我现在有一张有604 000行的表。我想删掉4000个随机行,所以我的表只包含60万个条目。
会有快速的方法吗?
非常感谢。
答案 0 :(得分:16)
从理论上讲,这将是随机而快速的。在实践中,它只会很快:
DELETE FROM tableX
LIMIT 4000
这将是随机但非常慢的,有600K行:
DELETE FROM tableX
ORDER BY RAND()
LIMIT 4000
这不是真正随机的(因为ids中通常存在间隙),它甚至可能不会删除正好4000行(但是当有很多间隙时会少一些)但它可能比之前更快。
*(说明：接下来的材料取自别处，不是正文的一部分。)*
PR #6597, opened 2020-08-24
Role Assignment Reports: Ensure stable sort order for report items:

lukasgraf:
Because the `items` of role assignment reports are based on **catalog queries**, their order is dependent on the order of those catalog results. Because the catalog query didn't include an explicit `sort_on` parameter, it defaulted to sorting on `modified`.

But since the precision of the modified index is **limited to one second**, this can lead to an undefined sort order if two items have been created within the same second (as may happen in our test fixture).

The order of the reports' items therefore wasn't stable in all cases, and has lead to some flaky tests, which is fixed by explicitly ordering by path.

## Checklist (Must have)

- [x] Changelog entry


deiferni (approved):
LGTM 👍

PR #6598, opened 2020-08-25
Bring @resolve-oguid error responses in line with REST API style

lukasgraf:
This brings the format of error responses for the `@resolve-oguid` endpoint in the line with the response format used in the other parts of the REST API:

Return `400 Bad Request` with a JSON body including error details, instead of returning `400` with a custom status line reason text.

In addition, this allowed to also homogenize some details about how the two proxying endpoints `@resolve-oguid` and `@remote-workflow` behave, and factor out their commonalities into a base class.  

Follow up to: https://github.com/4teamwork/opengever.core/pull/6595

Jira: https://4teamwork.atlassian.net/browse/GEVER-270

## Checklist (Must have)

- [x] Changelog entry

## Checklist (if applicable)

- API change:
  - If breaking:
    - [x] api-change label added
    *(deemed unnecessary, will coordinate with frontend guys directly)*

### DIFF
--- a/opengever/api/proxy_base.py
+++ b/opengever/api/proxy_base.py
@@ -1,0 +1,52 @@
+from opengever.ogds.base.utils import get_current_admin_unit
+from plone import api
+from plone.restapi.services import Service
+from urlparse import parse_qs
+from zExceptions import InternalError
+import requests
+
+
+class ProxyingEndpointBase(Service):
+    """Base class for endpoints that proxy request to remote admin units.
+    """
+
+    def extract_query_string_params(self):
+        parsed = parse_qs(self.request['QUERY_STRING'])
+        qs_params = dict((k, v if len(v) > 1 else v[0])
+                         for k, v in parsed.iteritems())
+        return qs_params
+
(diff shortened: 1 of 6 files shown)


opengever/api/proxy_base.py
```diff
@@ -0,0 +1,65 @@
...
+    """Base class for endpoints that proxy request to remote admin units.
+    """
+
+    implements(IPublishTraverse)
+
+    def __init__(self, context, request):
+        super(ProxyingEndpointBase, self).__init__(context, request)
+        self.path_params = []
+
+    def publishTraverse(self, request, name):
```
deiferni, line 21: This will cause `@resolve-oguid` to accept arbitrary path parameters, even though unused. IMO it would make more sense to leave it in the workflow endpoint as it is only used there at the moment, otherwise we generalize this  early.

deiferni (approved):
Thx, LGTM 👍 .

One optional comment for discussion, you can :shipit: as is if you are strongly leaning the other way.

PR #6599, opened 2020-08-25
Fix translated review state for meeting content

lukasgraf:
Some meeting content like proposals have a custom workflow implementation that's layered on top of the Plone workflow.
For these, we need to use `obj.get_state()` to access the real workflow state that's in play, and translate that.

Jira: https://4teamwork.atlassian.net/browse/GEVER-808

## Checklist (Must have)

- [x] Changelog entry


deiferni (approved):
LGTM 👍

PR #6600, opened 2020-08-25
Filter out owner role

tinagerber:
In this PR, the owner role is filtered out of the role assignment reports and "Rollenzuweisungsbericht" is renamed to "Berechtigungsreport" in the API documentation.

Jira: https://4teamwork.atlassian.net/browse/GEVER-547

## Checklist (Must have)

- [x] Changelog entry

### DIFF
--- a/opengever/base/nightly_role_assignment_reports.py
+++ b/opengever/base/nightly_role_assignment_reports.py
@@ -77,7 +77,9 @@ class NightlyRoleAssignmentReports(object):
             sharing_assignments = [assignment for assignment in assignments
                                    if assignment.cause == ASSIGNMENT_VIA_SHARING]
             if sharing_assignments:
-                items.append({'UID': obj.UID(), 'roles': sharing_assignments[0].roles})
+                roles = filter(lambda r: r != 'Owner', sharing_assignments[0].roles)
+                if roles:
+                    items.append({'UID': obj.UID(), 'roles': roles})
 
         report_data = {'state': STATE_READY, 'items': items}
         self.storage.update(reportid, report_data)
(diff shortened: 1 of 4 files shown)


opengever/base/nightly_role_assignment_reports.py
```diff
@@ -76,8 +76,11 @@ def run_job(self, job, interrupt_if_necessary):
             assignments = RoleAssignmentManager(obj).get_assignments_by_principal_id(principalid)
             sharing_assignments = [assignment for assignment in assignments
                                    if assignment.cause == ASSIGNMENT_VIA_SHARING]
-            if sharing_assignments:
-                items.append({'UID': obj.UID(), 'roles': sharing_assignments[0].roles})
+            for ass in sharing_assignments:
+                roles = ass.roles
```
deiferni, line 80: 😂

deiferni (approved):
LGTM 👍 , but:

- no test was updated? is this functionality untested? could you provide a simple test?

tinagerber:
I realized that the earlier variant (`items.append({'UID': obj.UID(), 'roles': sharing_assignments[0].roles})`) was correct after all, since there cannot be more than one assignment: Since in the init function of `SharingRoleAssignment` the reference is set to null and in the `add_or_update` method of `RoleAssignmentStorage` only a new entry is created if the reference is different, a new role assignment via sharing always updates the existing entry. 
Therefore, I have only filtered out the owner.

lukasgraf:
@tinagerber sounds good - sorry, I didn't catch that when we looked at it together 🤦

lukasgraf (approved):
Changelog seems to have suffered some rebase-damage, otherwise LGTM 👍

PR #6601, opened 2020-08-25
Fix empty bytestring overriding unicode in some cases. Fix existing content.

deiferni:
With this PR we fix our default_value patches not correctly detecting the difference between `''` and `u''` in some cases. The issue has surfaced due to the change introduced in https://github.com/4teamwork/opengever.core/pull/6563/ where we set values via their field during `createContentInContainer`. This will perform a type-check and fail if the type is not correct.

The issue appeared in production when creating a dossier from a templatedossiers with a sub-template dossiers with only the description default value. See https://sentry.4teamwork.ch/sentry/onegov-gever/issues/68884/ for corresponding sentry issue. See https://4teamwork.atlassian.net/browse/GEVER-895 for steps to reproduce.

**To tackle the issue i have:**
- added type checks to our default value tests
- fixed where the schema interfaces did not specify `default` and `missing_value`
- fixed some cases where we use incorrect types in our business logic
- changed defaults used in our default value tests, so that they document which type is used
- in some cases inconsistent types are still used when creating content via `plone.restapi`, but the tests now document where this happens
- i could get rid of some existing workarounds in tests which indicates the changes go the right way 🎉 

**To fix the issues in production:**
- there is an upgrade-step making sure dossier templates now use the correct type for description
- i have not provided an upgrade step for all other potentially affected types as the risk to touch almost all content exceeds the value of having consistent types. it should™️  not be an issue in production in general.
- i have manually tested the upgrade and confirmed it eliminates the issue for affected content
- i have verified that our existing tests would be able to pick up the issue in https://github.com/4teamwork/opengever.core/blob/396fb99a13cb241a650c21dcf163cb0026da7505/opengever/dossier/tests/test_dossier_template.py#L434-L461 ⚠️ this change is not in this PR as we will fix the affected data instead

**Know problems:**
- when creating content via `plone.restapi` the description is still incorrectly set to a bytestring: https://4teamwork.atlassian.net/browse/GEVER-918
- `IDossierTemplate` seems to inherit unused fields from `IDossier`, namely `touched` and `responsible`, this may become an issue when we implement dossier templates in the new ui: https://4teamwork.atlassian.net/browse/GEVER-917

_The PR contains very granular commits, where i change tests so that the issue surfaces, then attempt to fix a single issue with a single commit. I can squash, if desired._

Jira: https://4teamwork.atlassian.net/browse/GEVER-895

## Checklist (Must have)

- [x] Changelog entry

### DIFF
--- a/docs/HISTORY.txt
+++ b/docs/HISTORY.txt
@@ -8,6 +8,7 @@ Changelog
 - Introduce POST @accept-remote-task endpoint for dossiers. [lgraf]
 - Introduce POST @remote-workflow endpoint. [lgraf]
 - Role Assignment Reports: Ensure stable sort order for report items. [lgraf] 
+- Fix dossier template description, ensure unicode. [deiferni]
 - Add policy template for teamraum policies. [njohner]
 - Fix filtering with exclusion filters if the field has a mapping. [tinagerber]
 - Make the portal_url configurable through the portal_registry. [elioschmutz]
--- a/docs/schema-dumps/ftw.mail.mail.schema.json
+++ b/docs/schema-dumps/ftw.mail.mail.schema.json
@@ -57,8 +57,7 @@
             "type": "string",
             "title": "Bearbeitungsinformation",
             "description": "Datum Gesuch, Gesuchsteller, Datum Entscheid, Verweis auf GEVER-Gesuchdossier",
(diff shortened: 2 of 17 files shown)


lukasgraf:
LGTM 👍 🎉

PR #6602, opened 2020-08-25
Update policy generator

elioschmutz:
This PR updates the policy generator with the newest knowledge after generating a teamraum policy.

- removes unused questions for the teamraum deplyoment
- sets useful default values for some teamraum deployment questions
- do ask for the full base-ldap name instead only the last part of it
- adds a useful help message for the base-ldap name
- add the admin-unit id to the client-policy in the buildout.cfg to properly load the client policy
- adds an additional questions for the `ogds_name`
- adds an additional questions for the `bumblebee_app_id`
- adds an additional questions for the `bumblebee_secret`
- adds an additional questions for the `workspace_secret`

Jira: https://4teamwork.atlassian.net/browse/GEVER-675

## Checklist (Must have)

- [x] Changelog entry

## Checklist (if applicable)

- API change:
  - If breaking:
    - [ ] api-change label added
- New functionality:
- DB-Schema migration
- New translations

### DIFF
--- a/opengever/policytemplates/policy_template/opengever.+package.name+/opengever/+package.name+/+adminunit.id+/profiles/ldap/ldap_plugin.xml.bob
+++ b/opengever/policytemplates/policy_template/opengever.+package.name+/opengever/+package.name+/+adminunit.id+/profiles/ldap/ldap_plugin.xml.bob
@@ -25,7 +25,7 @@
                 <item value="cn"/>
             </property>
             <property id="users_base" type="str">
-                <item value="ou=Users,ou={{{deployment.ldap_ou}}},ou=OneGovGEVER,dc=4teamwork,dc=ch"/>
+                <item value="ou=Users,ou={{{deployment.ldap_ou}}}"/>
             </property>
             <property id="users_scope" type="int">
                 <item value="2"/>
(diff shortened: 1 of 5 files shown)


opengever/policytemplates/policy_template/opengever.+package.name+/opengever/+package.name+/+adminunit.id+/profiles/ldap/ldap_plugin.xml.bob
```diff
@@ -25,7 +25,7 @@
                 <item value="cn"/>
             </property>
             <property id="users_base" type="str">
-                <item value="ou=Users,ou={{{deployment.ldap_ou}}},ou=OneGovGEVER,dc=4teamwork,dc=ch"/>
+                <item value="ou=Users,ou={{{deployment.ldap_ou}}}"/>
```
deiferni, line 28: so this will now expect the full OU path? i'm not sure if we want to go that way, the convenience so far was that the template would know the path 🤔. Could you provide a description for the question that provides a longer example of what is expected, so we can ask using the question mark `?` input.

deiferni (approved):
LGTM 👍 . One comment.

Also a bit more context in the PR description would be nice, specifically addressing the motivation of this PR (i figured it out from the commit messages).

elioschmutz:
@deiferni I update the PR description.

To the `ldap_ou`. I thought that it's easier to understand and is more flexible if we can just write the full base-ldap ou instead of just the last part.

The full OU is visible i.e. in the ldaptain:

Bildschirmfoto 2020-08-27 um 12 26 49

We could also just add a better help text for the previous template... as you want.

deiferni (approved):
I'm fine with the flexibility when there is a good description 😉 , it just occurred to me that we might have different OUs for the teamraum deployments. We can always revert later if we figure out it is not needed.

PR #6603, opened 2020-08-27
Use correct client-policy in production template.

deiferni:
This is a follow-up for https://github.com/4teamwork/opengever.core/pull/6582. The `client-policy` used in the production `buildout.cfg` was not correct yet and is fixed with this PR to also include the additional nesting level.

需要在子查询中进行额外的换行,因为从多个表中删除的语法不允许LIMIT
:
DELETE td
FROM
tableX AS td
JOIN
( SELECT t.id
FROM
tableX AS t
CROSS JOIN
( SELECT MAX(id) AS maxid
FROM tableX
) AS m
JOIN
( SELECT RAND() AS rndm
FROM tableX AS tr
LIMIT 5000
) AS r
ON
t.id = CEIL( rndm * maxid )
LIMIT 4000
) AS x
ON
x.id = td.id
解释输出(子查询的输出,来自400K行表):
id table possible_keys key_len rows
select_type type key ref Extra
1 PRIMARY <derived2> system 1
1 PRIMARY <derived3> ALL 5000
1 PRIMARY t eq_ref PRIMARY PRIMARY 4 func 1 Using where;Using index
3 DERIVED tr index PRIMARY 4 398681 Using index
2 DERIVED Select tables optimized away
答案 1 :(得分:1)
delete from yourTable limit 4000
答案 2 :(得分:1)
如果我不得不猜测:
DELETE FROM table where id = (SELECT id FROM table ORDER BY rand() LIMIT 1) LIMIT 10
答案 3 :(得分:0)
DELETE FROM TABLE ORDER BY RAND() LIMIT 4000;
它需要时间......
更快的执行方式(不是编写代码!)可能是循环中的4000个单独删除
DELETE FROM TABLE WHERE AssumedPKisInt = <ARandomNumber>
当然,您需要确保不要尝试删除不存在或已删除的行。